Yes I have unbolted it, I have all of the bellhousing bolts out disconnected the trans lines, speedometer… I have the tranny Jack under it just need to try and slide it back to see if there are any other issues.
 
Down load a FSM (Factory Service Manual) before you injure yourself.
 
I replaced the flew plate in a Ford Expedition 4x4 a few years ago. I did not want to disassemble the transfer case and trans, or drop the crossmember. So I took all the bolts loose and in the bottom bellhousing bolt hole I made two dowels. I piece of all thread cut to about six inches long. I sawed a slit in the end so I could use a flathead screwdriver to take them out if need be. I was able to slide the assembly back enough to get to the bolts and replace the chewed up flex plate. Now I know every car is different but, I would think that there's enough room under there to slide back the trans without taking the car apart. Hope this helps.
 
I replaced the flew plate in a Ford Expedition 4x4 a few years ago.

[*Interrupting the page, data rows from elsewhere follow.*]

PR #5018, opened 2026-06-04
fix(detectors): validate Kraken base64 matches

oxura:
## Summary
- Fix the Kraken detector so regex boundary characters are not included in captured API/private key values.
- Reject malformed Kraken key candidates that do not decode as standard base64 before emitting results.
- Update Kraken pattern tests with valid base64 fixtures plus a quoted-env-var regression case.

## Problem
Kraken credentials are base64-encoded values. The existing detector test fixtures included `=` padding in the middle of the candidate strings, which is not valid base64. The detector also included the trailing boundary character in the regex capture group, so common quoted forms like `KRAKEN_API_KEY=...` could include the closing quote in the captured secret.

## Fix
The Kraken detector now captures only the credential value and treats the following space/quote/newline as a boundary outside the capture group. It also base64-decodes both the API key and private key candidates before emitting a result, reducing false positives from malformed padding.

## Tests
- `go test ./pkg/detectors/kraken -run '^TestKraken_Pattern$' -tags=detectors -count=1` ✅

## Notes
- Related to #3817. This is intentionally scoped to Kraken and includes production detector behavior, not only fixture cleanup.
- Full `go test ./pkg/detectors/kraken -tags=detectors` is not runnable in this local environment because `TestKraken_FromChunk` requires GCP Secret Manager application default credentials for test secrets.
- I noticed #4831 also touches Kraken test fixtures; this PR is narrower and also fixes the detector capture/base64 validation behavior.

---

> [!NOTE]
> **Low Risk**
> Scoped Kraken secret-detection changes that reduce false positives; no auth or broad infrastructure impact.
> 
> **Overview**
> The Kraken detector now captures only the credential token in regex (trailing space/quote/newline are boundaries, not part of the match) and **drops candidates that do not decode as base64** for both API and private keys, including unpadded private keys via `RawStdEncoding`. Verification reuses the validated decode for signing instead of ignoring decode errors.
> 
> Pattern tests use real base64 fixtures, add quoted env-var and unpadded-private-key cases, and expect no hits when padding is malformed.
> 
> <sup>Reviewed by [Cursor Bugbot](https://cursor.com/bugbot) for commit 360ba92f8ff2743dcb6e562f90b4e40a9c75cf3f. Bugbot is set up for automated code reviews on this repo. Configure [here](https://www.cursor.com/dashboard/bugbot).</sup>

### DIFF
--- a/pkg/detectors/kraken/kraken.go
+++ b/pkg/detectors/kraken/kraken.go
@@ -32,8 +32,8 @@ var (
 
 	// Make sure that your group is surrounded in boundary characters such as below to reduce false positives.
 	// Bounds have been removed because there are some cases that tokens have trailing frontslash(/) or plus sign (+)
-	keyPat     = regexp.MustCompile(detectors.PrefixRegex([]string{"kraken"}) + `\b([0-9A-Za-z\/\+=]{56}[ "'\r\n]{1})`)
-	privKeyPat = regexp.MustCompile(detectors.PrefixRegex([]string{"kraken"}) + `\b([0-9A-Za-z\/\+=]{86,88}[ "'\r\n]{1})`)
+	keyPat     = regexp.MustCompile(detectors.PrefixRegex([]string{"kraken"}) + `\b([0-9A-Za-z\/\+=]{56})[ "'\r\n]`)
+	privKeyPat = regexp.MustCompile(detectors.PrefixRegex([]string{"kraken"}) + `\b([0-9A-Za-z\/\+=]{86,88})[ "'\r\n]`)
 )
 
 // Keywords are used for efficiently pre-filtering chunks.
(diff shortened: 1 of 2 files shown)


oxura:
Thanks for the review. I pushed a follow-up that addresses both points:

- `decodeBase64` now accepts both padded standard base64 and unpadded standard base64, so 86/87-character Kraken private keys are preserved and verification uses the decoded bytes from the same helper.
- The invalid API-key fixture now has malformed padding in the middle of the candidate, and the tests cover malformed API key and malformed private key independently.
- Added a regression case for an unpadded private key.

Verification:

- `go test ./pkg/detectors/kraken -run '^TestKraken_Pattern$' -tags=detectors -count=1`
- `git diff --check`

oxura:
﻿Thanks, this was a valid catch. I pushed a follow-up that puts a second `kraken` keyword before the private-key candidate in both invalid fixture cases, matching the structure used by the valid paired-key cases. That keeps each candidate inside `PrefixRegex` range, so the tests now exercise the API-key and private-key `decodeBase64` rejection paths instead of passing before the private-key regex runs.

I also mutation-checked the coverage locally:

- temporarily bypassing API-key base64 validation makes `invalid pattern - malformed api key base64 padding` fail with one unexpected result
- temporarily bypassing private-key base64 validation makes `invalid pattern - malformed private key base64 padding` fail with one unexpected result

Verification after restoring the implementation:

- `go test ./pkg/detectors/kraken -run '^TestKraken_Pattern$' -tags=detectors -count=1`
- `git diff --check`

I did not want to disassemble the transfer case and trans, or drop the crossmember. So I took all the bolts loose and in the bottom bellhousing bolt hole I made two dowels. I piece of all thread cut to about six inches long. I sawed a slit in the end so I could use a flathead screwdriver to take them out if need be. I was able to slide the assembly back enough to get to the bolts and replace the chewed up flex plate. Now I know every car is different but, I would think that there's enough room under there to slide back the trans without taking the car apart. Hope this helps.
That is my intention, but the crossmember is in the way of sliding it back.